# Equal functions in ITT

Many logics have a notion of functions and a notion of equality; so near-every logic has to decide, when are two functions equal?

## How equality works in ITT

Intentional Type Theory is the base of Coq and Agda. It describes functions (including dependent functions); products and sums; equality; and a whole host of other neat constructions, all definable through a few common mechanisms.

In intentional type theory, equality is defined in a rather curious way: the family of propositions `a = ?`

has a single proof, `refl a`

, which proves that `a = a`

. Now that's certainly true, but we'd like to prove more things. For example, the theorem `∀n, n + 0 = 0 + n`

ought to be true, but it doesn't look like any instance of `a = a`

.

It turns out we can prove it. A proof of `∀n, n + 0 = 0 + n`

is a function that takes a particular `n`

, like `3`

, and then proves its version of the theorem, like `3 + 0 = 0 + 3`

. Now, ITT can compute that `3 + 0 ⇝ 3`

and that `0 + 3 ⇝ 3`

, and every construction respects computation, so that the proof `refl 3`

which proves `3 = 3`

is proving literally the same thing as `3 + 0 = 0 + 3`

. Returning to general `n`

, there is a proof of `∀n, n + 0 = 0 + n`

because there is a function which for any `n`

does return the same value as `refl n`

, though it does this returning in a peculiar way that satisfies the type checker.

Before I go on, I'd like to point out that by “the same value as” and similar phrases, I mean semantically the same value. It's common to present dependent type theories syntactically—these are the introduction rules, the elimination rules, the computation rules—but I find it helpful to talk about things semantically. Because in ITT, all sorts of things can have a type like `a = b`

. But if we we imagine running our code, we imagine that the machine must eventually create a *value* of type `a = b`

, and per our definition, this value can only be tagged `refl`

.

So in ITT, when things are equal, they compute to the same thing—they are the same *as values*. And further, that a “forall” equality is true when the two sides are equal as values for any values of the quantified variable.^{1}

## Computing on functions

So now, what functions are equal in ITT? We can see that this must to some extent depend on what sort of computation ITT allows us to do to a function. For example, does ITT compute the function `x ⇒ 3 + 0`

down to `x ⇒ 3`

? Yes: in ITT we are allowed to compute inside a function, so `refl (x ⇒ 3)`

, which proves `(x ⇒ 3) = (x ⇒ 3)`

, is proving literally the same thing as `(x ⇒ 3 + 0) = (x ⇒ 3)`

.

On the other hand, the function `n + 0`

might not compute to `n`

if `+`

has been defined by checking if the left argument is zero or not. After all, the left argument is `n`

, and who knows if that's zero? Then `refl (n ⇒ n + 0)`

proves `(n ⇒ n + 0) = (n ⇒ n + 0)`

, but this isn't literally the same thing as `(n ⇒ n + 0) = (n ⇒ n)`

, so no simple proof works.

## Using equalities

What's the point of proving an equality? An equality is useful, because since we *know* that all equality stems from computation, and since in ITT no matter how you compute a term you'll get the same value,^{2} it's always safe to replace one value by an equal one.
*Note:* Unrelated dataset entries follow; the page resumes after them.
PR #266, opened 2022-12-15
(DOCSP-26974): Add end-to-end example for a custom HTTPS endpoint function

davidhou17:
### Jira

- https://jira.mongodb.org/browse/DOCSP-26974

### Staged Changes

- [Custom HTTPS Endpoints](https://docs-atlas-staging.mongodb.com/atlas-app-services/docsworker-xlarge/DOCSP-26974/data-api/custom-endpoints/#write-an-endpoint-function)

### Reminder Checklist

### Review Guidelines

### DIFF
--- a/source/data-api/custom-endpoints.txt
+++ b/source/data-api/custom-endpoints.txt
@@ -136,16 +136,18 @@ deploying configuration files with Realm CLI:
          JSON or EJSON. You can enable :guilabel:`Respond With Result`
          to automatically include the endpoint function's return value
          as the response body.
+
+      5. Optionally, specify or write an :ref:`endpoint function <endpoint-function>`.
       
-      5. For additional security, you can configure :ref:`request
+      6. For additional security, you can configure :ref:`request
          authorization <endpoint-authorization>`.
       
-      6. Save the Data API configuration.
+      7. Save the Data API configuration.
       
-      6. Configure :ref:`access permissions <data-api-permissions>` to
+      8. Configure :ref:`access permissions <data-api-permissions>` to
          allow requests to securely read and write data.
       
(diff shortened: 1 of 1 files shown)


source/data-api/custom-endpoints.txt
```diff
@@ -343,55 +345,26 @@ Write an Endpoint Function
...
 function, you can import libraries from npm, connect to a linked MongoDB
-Atlas cluster, and call other serverless functions.
+Atlas cluster, and call other serverless functions. 
 
-.. tip::
-   
-   You define and edit endpoint handler functions on the
-   :guilabel:`Functions` page of the App Services UI or in the :ref:`/functions
-   <appconfig-functions>` folder of an app configuration directory.
+To define and edit endpoint handler functions:
```
nlarew, line 350: Let's be clearer that these are all alternative ways to do the same thing. Right now it reads sort of like a procedure despite using an unordered list.

- You can define and edit endpoint handler functions from the UI, CLI, _or Admin API_
- Depending on your workflow, you can define functions... (bulleted list below this)

davidhou17: Good point! I thought of a workaround in the most recent version - I emphasized that you can create a function in the same page while creating a custom endpoint, and I listed the alternative methods below. 

Do you think it feels excessive to describe each alternative? I'm on the fence. The alternative would be something like :

`To define a new function when creating an endpoint
 in the App Services UI, select the + New Function option in the Function section. Depending on your workflow, you can also define and edit endpoint handler functions from the UI, CLI, or Admin API. For more information, see Define a Function or App Services Admin API.`

nlarew (approved):
LGTM

PR #289, opened 2023-01-07
Clean up files (Test)

cbush:
https://docs-atlas-staging.mongodb.com/atlas-app-services/docsworker-xlarge/cleanup


source/migrate.txt
```diff
@@ -1,60 +0,0 @@
-=====================================
-Migrate Your App from Stitch to Realm
```
dacharyc, line 2: I wonder if this page and the one below it - stitch.txt - should continue to exist? I don't know how long we plan/need to support migrating from Stitch to Realm.

source/sync/event-library.txt
```diff
@@ -1,465 +0,0 @@
-.. _app-services-event-library:
-
-=============
-Event Library
```
dacharyc, line 4: This should definitely _not_ be deleted. There used to be a link to it from the Device Sync ToC - it looks like we lost this from the ToC during the Sync section refactor: https://github.com/mongodb/docs-app-services/pull/191

Maybe a good place for this to live would be "App Builders Resources"?

dacharyc (changes requested):
Overall this looks like a nice cleanup pass, but there's one file that definitely shouldn't be deleted, and a couple that I have a question about.

source/migrate.txt
cbush: This one exists on the Realm side so I figured we could redirect.

source/sync/event-library.txt
cbush: At least this proves the script will reveal mistakes like that!

dacharyc (approved):
LGTM!

PR #141, opened 2018-10-12
format make_timed_function api doc

pthom:
Hello

This is a simple PR in which I try to improve the doc rendering in the editgym website : 

* place code comments at end of code lines (instead of comment on the line before)
* add a blank line at the end of the doc ( with a trailing space after `//`, since I guess that is what is needed in order to hide the `//`)

image

### DIFF
--- a/include/fplus/timed.hpp
+++ b/include/fplus/timed.hpp
@@ -76,9 +76,9 @@ namespace internal
 // API search type: make_timed_function : ((a -> b)) -> (a -> Timed b)
 // fwd bind count: 0
 // Transforms a function into a timed / benchmarked version of the same function.
-// 
+// -
 // Example:
-// 
+// -
 // using Ints = std::vector<int>;
 // Ints ascending_numbers = fplus::numbers(0, 1000);
 // Ints shuffled_numbers = fplus::shuffle(std::mt19937::default_seed, ascending_numbers);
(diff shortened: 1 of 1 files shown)


Dobiasd:
In my opinion adding trailing spaced should not be part of the solution. Many people (including me) have their editors configured in a way to automatically remove trailing spaces for each line. :wink: 

I will experiment a bit, maybe adjusting [`parse_source_files.cpp`](https://github.com/Dobiasd/FunctionalPlus/blob/master/api_search/parse_source_files.cpp).

Dobiasd:
A cheap solution would be to just use `// -`.

image

How do you feel about this?

pthom:
I agree with you & pushed the modif

include/fplus/timed.hpp
```diff
@@ -124,16 +123,15 @@ namespace internal
...
-// void foo() {
-//     std::this_thread::sleep_for(std::chrono::milliseconds(1000));
-// }
+// -
+// void foo() { std::this_thread::sleep_for(std::chrono::milliseconds(1000)); }
 // ...
 // auto foo_bench = make_timed_void_function(foo);
 // auto r = foo_bench();
 // double run_time = foo_bench(); // in seconds
+// -
```
Dobiasd: You can remove this one line.The spacing between the documentation and the function declaration is added automatically by the frontend.

Dobiasd:
So this looks good now. Shall we merge?

pthom:
yes !

Dobiasd:
Looks good. :+1:

image

PR #144, opened 2018-10-29
clang 7 & conan 

pthom:
Hi,

Here is simple pull request. It adds two small adaptations :

* compatibility with clang 7 : one new warning had to be disabled. Also clang 7 requires to explicetely link the unit tests with -lstdc++ and -lm.
* can install doctest with conan, when building the unit tests : this is disabled by default; and the conanfile.py default behavior is preserved.


pthom:
I will close this PR, the one by @offa is better for clang 7 support

offa:
It seems reasonable to me to use conan for the installation of doctest. :+1:

pthom:
Yes, I will do a separate PR one yours is merged

PR #146, opened 2018-10-30
conanfile.py : can install doctest from conan

pthom:
Hello,
This PR adds a new cmake option (FPLUS_UNITTEST_USE_CONAN) that enables
to install doctest via conan.

Usage:
> cd build/
> conan install .. -obuild_unittest=True
> cmake .. -DFPLUS_BUILD_UNITTEST=ON -DFPLUS_UNITTEST_USE_CONAN=ON

By default, the conanfile will *not* intall doctest
(an option 'build_unitest' is required).

Note:
I also had to add two libraries for the link (-lstdc++ and -lm)
May be this is only required for osx (but it does not break the linux build)

### DIFF
--- a/CMakeLists.txt
+++ b/CMakeLists.txt
@@ -5,12 +5,13 @@ list(APPEND CMAKE_MODULE_PATH "${CMAKE_CURRENT_LIST_DIR}/cmake")
 project(FunctionalPlus VERSION 0.2.2)
 
 message(STATUS "===( ${PROJECT_NAME} ${PROJECT_VERSION} )===")
-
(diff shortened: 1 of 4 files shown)


offa:
> Note:
I also had to add two libraries for the link (-lstdc++ and -lm)
May be this is only required for osx (but it does not break the linux build)

I'm not sure if this is good. This forces the usages of libstdc++ even one wants to use libc++ (or another std implementation) instead.

Dobiasd:
Oh right. I should have realized this before merging. Thanks offa!

pthom:
Thanks !

PR #149, opened 2018-10-31
make concat work with generic containers

Pcres91:
Explicitly declare using std::begin and std::end to stop any ambiguous function calls


Dobiasd:
Thanks! :+1:

PR #151, opened 2018-11-08
Added osx travis build

pthom:
cf https://github.com/Dobiasd/FunctionalPlus/issues/147

Hi,

This PR adds two new builders to the travis matrix (xcode 9 and xcode 10)

I had to fight hard against travis inconsistencies, since python support is different on osx.

Details :
* locale tests adapted to osx (different locale names) 
* I had to reduce the timed_test.cpp expectations under osx, since these builders are very slow with travis
* I modified the badges on the readme file, but this commit can be reversed if desired

Thanks

### DIFF
--- a/.travis.yml
+++ b/.travis.yml
@@ -1,12 +1,12 @@
-language: python
-python: 3.6
-
+language: generic
 dist: trusty
 sudo: required
 
 matrix:
     include:
     - os: linux
+      language: python
+      python: 3.6
       compiler: gcc
       env: GCC_VERSION=8
         - CC=gcc-8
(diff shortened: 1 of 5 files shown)


pthom:
Modif to the readme badges :

Dobiasd:
Nice! But I have to admit, I might not be the best person to judge CI improvements like this. So if @offa does not have any objections, I'll merge. ;)

offa:
Looks good :+1: 

Just an aesthetic note: I don't think the build bagdes need an descriptive text, they are well known on GH :smile: ) (and the readme breaks a bit unfortunate on my phone :confused:  ). However, that doesn't really matter …

We probably should add OS X Clang to the list of [supported compiler](https://github.com/Dobiasd/FunctionalPlus#requirements-and-installation).

offa:
@pthom do you think we can close #147 once this PR has been merged?

PR #168, opened 2020-04-01
Doctest v2.3.4

offa:
Doctest v2.2.3 wasn't found by conan (it's not available any more!?)

### DIFF
--- a/conanfile.py
+++ b/conanfile.py
@@ -15,7 +15,7 @@ class FunctionalPlusConan(ConanFile):
 
     def requirements(self):
         if self.options.build_unittest:
-            self.requires.add('doctest/2.2.3@bincrafters/stable')
+            self.requires.add('doctest/2.3.4@bincrafters/stable')
 
     def package(self):
         self.copy("*LICENSE", dst="licenses")


Dobiasd:
I was expecting old versions to usually still be available, but ok. :man_shrugging:

Thanks a lot for the fix. :heart:

offa:
I wonder why travis doesn't show up!? :question:

Dobiasd:
Looks OK now:

gND6qJZ

Nybx4vt

offa:
But the status isn't shown on Github (only appveyor).

Dobiasd:
I think recently, it only shows the green or the red status, but no longer the yellow one.

We could make `master` fail to check if it updates then. :wink:

Dobiasd:
Or, maybe by some internal magic it remembers that this build already passed when it ran on the branch, so it does not change the status while (re-)building. Also only testable with pushing some dummy commit to `master` directly, I guess.

offa:
Seems others experience the problem too: https://travis-ci.community/t/github-status-not-posted-on-commits-on-repositories-using-legacy-service-integration/7798

Dobiasd:
Ah, so maybe we should [migrate](https://docs.travis-ci.com/user/migrate/legacy-services-to-github-apps-migration-guide/), I guess.

offa:
No, legacy build still work and should post their result :-)
I hope travis devs fix this soon. But until then I guess we can't do much.

Issue #170, opened 2020-04-05
Error when compiling with GCC 10


ruanformigoni:
Greetings,

When using GCC trunk, the code in `split.hpp` does not compile, here is the error output:

<details><summary>Error Output</summary>
/home/ruan/.conan/data/functionalplus/v0.2.6-p0/dobiasd/stable/package/5ab84d6acfe1f23c4fae0ab88f26e3a396351ac9/include/fplus/split.hpp: In instantiation of ‘ContainerOut fplus::split_by(UnaryPredicate, bool, const ContainerIn&) [with UnaryPredicate = bool (*)(const char&); ContainerIn = std::__cxx11::basic_string<char>; ContainerOut = std::vector<std::__cxx11::basic_string<char> >]’:
/home/ruan/.conan/data/functionalplus/v0.2.6-p0/dobiasd/stable/package/5ab84d6acfe1f23c4fae0ab88f26e3a396351ac9/include/fplus/string_tools.hpp:76:20:   required from ‘ContainerOut fplus::split_lines(bool, const String&) [with String = std::__cxx11::basic_string<char>; ContainerOut = std::vector<std::__cxx11::basic_string<char> >]’
/home/ruan/.conan/data/functionalplus/v0.2.6-p0/dobiasd/stable/package/5ab84d6acfe1f23c4fae0ab88f26e3a396351ac9/include/fplus/side_effects.hpp:428:76:   required from here
/home/ruan/.conan/data/functionalplus/v0.2.6-p0/dobiasd/stable/package/5ab84d6acfe1f23c4fae0ab88f26e3a396351ac9/include/fplus/split.hpp:342:20: error: ambiguous overload for ‘operator=’ (operand types are ‘std::insert_iterator<std::vector<std::__cxx11::basic_string<char> > >’ and ‘<brace-enclosed initializer list>’)
  342 |             *itOut = {};
      |             ~~~~~~~^~~~
In file included from /home/ruan/GCC/include/c++/10.0.1/iterator:63,
                 from /home/ruan/.conan/data/fmt/6.1.2/_/_/package/b173bbda18164d49a449ffadc1c9e817f49e819d/include/fmt/core.h:13,
                 from /home/ruan/.conan/data/fmt/6.1.2/_/_/package/b173bbda18164d49a449ffadc1c9e817f49e819d/include/fmt/format.h:36,
[...]

PR #171, opened 2020-04-05
Fixed split_by compilation error for GCC 10

ruanformigoni:
Pull request related to issue #170 .

### DIFF
--- a/include/fplus/split.hpp
+++ b/include/fplus/split.hpp
@@ -339,7 +339,7 @@ ContainerOut split_by
         start = internal::add_to_iterator(stop);
         if (allow_empty && start == std::end(xs))
         {
-            *itOut = {};
+            *itOut = std::insert_iterator<ContainerOut>{};
         }
     }
     return result;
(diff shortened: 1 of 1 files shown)


Dobiasd:
Hi Ruan,

thanks a lot for submitting this fix.

However, the Microsoft compiler (MSVC) [seems to not like](https://ci.appveyor.com/project/Dobiasd/functionalplus/builds/31962418/job/nvrtv43em8et1eif) that version using `*itOut = std::insert_iterator<ContainerOut>{};`. And idea how we could make it work for that too without introducing some `#ifdef _MSC_VER` stuff?

Dobiasd:
Ah, sorry, it's not just the MSVC build that fails, but GCC and Clang fail too:

https://travis-ci.org/github/Dobiasd/FunctionalPlus/builds/671193078

Dobiasd:
How about `*itOut = typename ContainerOut::value_type();` instead?

ruanformigoni:
Nice one, it worked! Thank you! :grin:

Dobiasd:
Cool. Squashed and merged. Thanks again for bringing this up. :+1:

PR #172, opened 2020-04-24
GCC 10 ci build

offa:
It's not officially released yet, but already available on an ever increasing number of distributions.


Dobiasd:
:heart:

PR #440, opened 2016-10-12
Don't use JSON.parse/stringify to clone.

### LINKED ISSUE #439: Conversation.cloneMessage throws away `Symbol` and `Date` objects
In working with the botkit I was trying to pass some custom middleware some `Symbol`s on the message object. By the time the middleware gets them, the `Symbol`s have all been `null`ed out.

Turns out that's because the `cloneMessage` method on Conversation uses `JSON.parse` and `JSON.stringify` to deep clone the message object. This method is great and really fast, except it discards values that aren't JSON-compatible, like `Date`s and `Symbol`s and `Function`s. Not cool, man, not cool.

drhayes:
Fixes #439.

Uses the `clone` npm package to provide a deep clone. This _probably_ has performance implications since `JSON.parse(JSON.stringify(thing))` is super fast, but I don't think the original implementation meant to throw away `Date` and `Symbol` objects.

### DIFF
--- a/lib/CoreBot.js
+++ b/lib/CoreBot.js
@@ -8,6 +8,7 @@ var simple_storage = require(__dirname + '/storage/simple_storage.js');
 var ConsoleLogger = require(__dirname + '/console_logger.js');
 var LogLevels = ConsoleLogger.LogLevels;
 var ware = require('ware');
+var clone = require('clone');
 
 var studio = require('./Studio.js');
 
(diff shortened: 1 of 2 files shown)


ianp:
You could call it as `clone(message, true)` to get better performance, because stringily/parse would fail with circular references in any case.

Other than that, this looks good to me to merge.

benbrown:
Thanks @drhayes @ianp!

PR #441, opened 2016-10-13
Slack's `chat.update` should work with attachments

sundeepgupta:
When attachments are sent to these API methods, they need to be handled in the same way. `postMessage` was already doing it, so had `update` do the same.


sundeepgupta:
@peterswimm i should have been more clear, this is really a bug fix.

benbrown:
Thanks, @sundeepgupta

PR #446, opened 2016-10-16
Fix `bot.replyPrivateDelayed`. https://github.com/howdyai/botkit/issu…

sundeepgupta:
…es/444

I discovered this when trying to ephemerally respond to an interactive button click. We need to set `replace_original` to `false` in order for our reply to be ephemeral. Otherwise, it will reply publicly. Furrther, when responding to an ephemeral message's button click, currently we cannot update it. Thus, introduce new method to provide the option to update or not. The existing one could be depcrecated.

### DIFF
--- a/lib/Slackbot_worker.js
+++ b/lib/Slackbot_worker.js
@@ -494,6 +494,43 @@ module.exports = function(botkit, config) {
             msg.channel = src.channel;
 
             msg.response_type = 'ephemeral';
+            msg.replace_original = false;
+
+            var requestOptions = {
+                uri: src.response_url,
+                method: 'POST',
+                json: msg
+            };
+            request(requestOptions, function(err, resp, body) {
+                /**
+                 * Do something?
+                 */
+                if (err) {
+                    botkit.log.error('Error sending slash command response:', err);
+                    cb && cb(err);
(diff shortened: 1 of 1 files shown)


sundeepgupta:
Running into this again today. If we want to update an ephemeral interactive message, we need to be able to set `msg.replace_original = true`. I see three options to fix this...

1. Add API with something like `replyPrivateDelayedReplace`.
2. Change existing API by requiring a `replace_original` argument for `replyPrivateDelayed`. We could make this non-breaking by checking the `arguments`. 
3. Deprecate `replyPrivateDelayed` in favour of `replyPrivateDelayed2` (can't think of a name right now :))

I imagine the same will need to be done for `replyPublic`, `replyPublicDelayed`, and `replyPrivate` as well.

benbrown:
Hey @sundeepgupta  - I am not clear why we need a whole new function for this.

You can pass in the replace_original field as part of the parameter to replyPrivateDelayed...

```
bot.replyPrivateDelayed(incoming_message, {text: 'foo', replace_original: false});
```

sundeepgupta:
@benbrown not sure why i didn't see that.. my bad!

PR #448, opened 2016-10-17
Add a type field to Facebook postbacks

### LINKED ISSUE #447: No way to determine message type in message_received handler
For example, when a Facebook bot receives a post back it will trigger both the `facebook_postback` and `message_received` events, while this is good for conversational usage it means that messages will be processed twice in some cases. It would be good if there were an easy way to tell if a message had been generated from a post back in the message_received handler.

I'd like to add a `type` field to the message which would be set to `facebook_postback` (similar to how the Slack bot adds a `type` field to some messages).

(Botkit versions 0.4.0 and HEAD)

ianp:
Closes #447.


ianp:
Superseded by #469 .

benbrown:
Thanks for your work!

PR #454, opened 2016-10-18
Uppercase env vars

### LINKED ISSUE #437: Environment variables should be UPPERCASE
Specifically, the use of "port" for the environment variables in the examples that contain lines such as this one:
`if (!process.env.clientId || !process.env.clientSecret || !process.env.port) {`
Please change "port" to the more commonly used "PORT" variable.

Dinoshauer:
Heya! This fixes #437 -- I agree that they should be uppercase as this is what's normal for env vars :) Uppercasing and snakecasing them also makes sure they all look the same (twilio's env vars was already upper- and snakecased)

### DIFF
--- a/botframework_bot.js
+++ b/botframework_bot.js
@@ -23,7 +23,7 @@ This bot demonstrates many of the core features of Botkit:
 
   Run your bot from the command line:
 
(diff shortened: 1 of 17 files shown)


benbrown:
This is a good idea, but this is also a breaking change that will need to be carefully communicated when we merge this.

PR #459, opened 2016-10-24
Slack Events api

### LINKED ISSUE #438: Support for the Slack Events API
Botkit currently supports the RTM API in Slack which is based on WebSockets. Because of this we cannot use BotKit with AWS Lambda. Consider adding support for the  Event API of Slack.

jonchurch:
Receive Events API events at the webhook setup by `createWebhookEndpoints()`

EDIT: `startTicking()` is now called for you when wehbhook endpoints are created 
<s>Use `controller.startTicking()` when running bot to enable conversations</s>

Would like feedback on Bot Identity management without RTM. I'm saving bot identity to team storage when a user completes oauth flow, and looking it up from storage each time an Events API request is received.

closes #438


jonchurch:
Added a config option `eventsApi: true` to:
* Tell botkit to send messages via web API instead of RTM
* Ignore messages triggered by RTM, if the RTM is connected to (for purposes of presence) while using Events API

jonchurch:
Closing in favor of #480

In ITT, you can find two version of this. The first is the value-level property: if `a = b`

, then for any function `f`

, you have `f a = f b`

. So any function you compute has the same value on equal terms—because again, all your equalities are really about computing to the same value, and functions only care what value you are, not how you compute to it.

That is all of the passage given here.